Let $H:V\times V\to \mathbb{R}$ be a bilinear form. Let $\beta=\{v_1,\dots,v_n\}$ and $\gamma=\{w_1,\dots,w_n\}$ be two ordered bases for $V$, and let $Q$ be the change of basis matrix. Let there matrix representations be $\psi_\beta(H)$ and $\psi_\gamma(H)$ respectively.
Then a theorem says that $$\psi_\gamma(H)=Q^T\psi_\beta(H) Q.$$
What's confusing me is that there is no reason $Q^T=Q^{-1}$. Hence, the bilinear form is not independent of basis; in particular $$\det(\psi_\gamma(H))=\det(\psi_\beta(H))\det(Q)^2.$$ Shouldn't properties of bilinear forms be indepdent of coordinates, just like for linear transformations?
A bilinear form in the first place is a function $H\colon\>V\times V\to{\mathbb R}$ defined on pairs $(x,y)$ of points $x$, $y\in V$, and has nothing to to with bases. The choice of a basis $\beta$ in $V$ has the effect that the information inherent in $H$ can be encoded in a matrix $\psi_\beta(H)$. If the basis $\beta$ is replaced by some other basis $\gamma$ then a new matrix $\psi_\gamma(H)$ will result. Fortunately it turns out that the two matrices $\psi_\beta(H)$ and $\psi_\gamma(H)$ are related by the simple formula you quote.
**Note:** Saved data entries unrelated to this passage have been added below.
PR #2680, opened 2018-08-26
Remove RFXCom specifics from CDomoticzHardwareBase

emontnemery:
Move RFXCom specifics from CDomoticzHardwareBase to CRFXBase, get rid of readQueueMutex from most HW.

### DIFF
--- a/hardware/Comm5SMTCP.cpp
+++ b/hardware/Comm5SMTCP.cpp
@@ -51,7 +51,6 @@ bool Comm5SMTCP::StartHardware()
 
 	//force connect the next first time
 	m_bIsStarted = true;
-	m_rxbufferpos = 0;
 
 	//Start worker thread
 	m_thread = std::make_shared<std::thread>(&Comm5SMTCP::Do_Work, this);
@@ -100,7 +99,6 @@ void Comm5SMTCP::Do_Work()
 			bFirstTime = false;
 			if (!mIsConnected)
 			{
-				m_rxbufferpos = 0;
 				connect(m_szIPAddress, m_usIPPort);
 			}
 		}
@@ -173,7 +171,6 @@ bool Comm5SMTCP::WriteToHardware(const char* /*pdata*/, const unsigned char /*le
 
 void Comm5SMTCP::OnData(const unsigned char *pData, size_t length)
 {
-	std::lock_guard<std::mutex> l(readQueueMutex);
 	ParseData(pData, length);
 }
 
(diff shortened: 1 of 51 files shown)


emontnemery:
@gizmocuz I would appreciate if you could help verify that DomoticzTCP is working as expected with this change.

gizmocuz:
Why not remove the whole readQueueMutex ? But i think this was needed when the hardware class was terminating/closing
DomoticzTCP is used in the client/server setup. For instance, you have a main domoticz, install another instance of domoticz, let it connect to your main. (with a specific user with viewer rights and maybe some specific sensors or all)

emontnemery:
The readQueueMutex is still needed to ensure modifications to the readbuffer are done in a safe way, for example these lines in mainworker:
```
CRFXBase *pRFXBase = reinterpret_cast<CRFXBase *>(pHardware);
 pRFXBase->SendResetCommand();
```

OK, I'll give client/server setup a try.

hardware/OpenWebNetTCP.cpp
```diff
@@ -419,6 +419,7 @@ void COpenWebNetTCP::MonitorFrames()
 				}
 				else
 				{
+					//TODO: This mutex is only needed if it's not safe to call ParseData concurrently, is that the case?
```
gizmocuz: Yes this seems possible from the senddata function

emontnemery:
@gizmocuz DomoticzTCP is working well. I rebased and fixed review comments, should be ready for merge!

gizmocuz:
Thanks ! But the proxyclient as well as DomoticzTCP should send valid messages right ? Why the bypass of the correctness check ? This should be done

emontnemery:
@gizmocuz Sure, proxyclient and DomoticzTCP should send valid messages, it's just that there's no guarantee they're RFXCom messages.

You have to accept that this formula does not look the way you had hoped for, in particular that ${\rm det}\bigl(\psi_\beta(H)\bigr)$ is not an invariant of $H$. But other things that can be read off from the matrix $\psi_\beta(H)$ are, e.g., the rank of $\psi_\beta(H)$, and an eventual positive definiteness of the quadratic form$q(x):=H(x,x)$.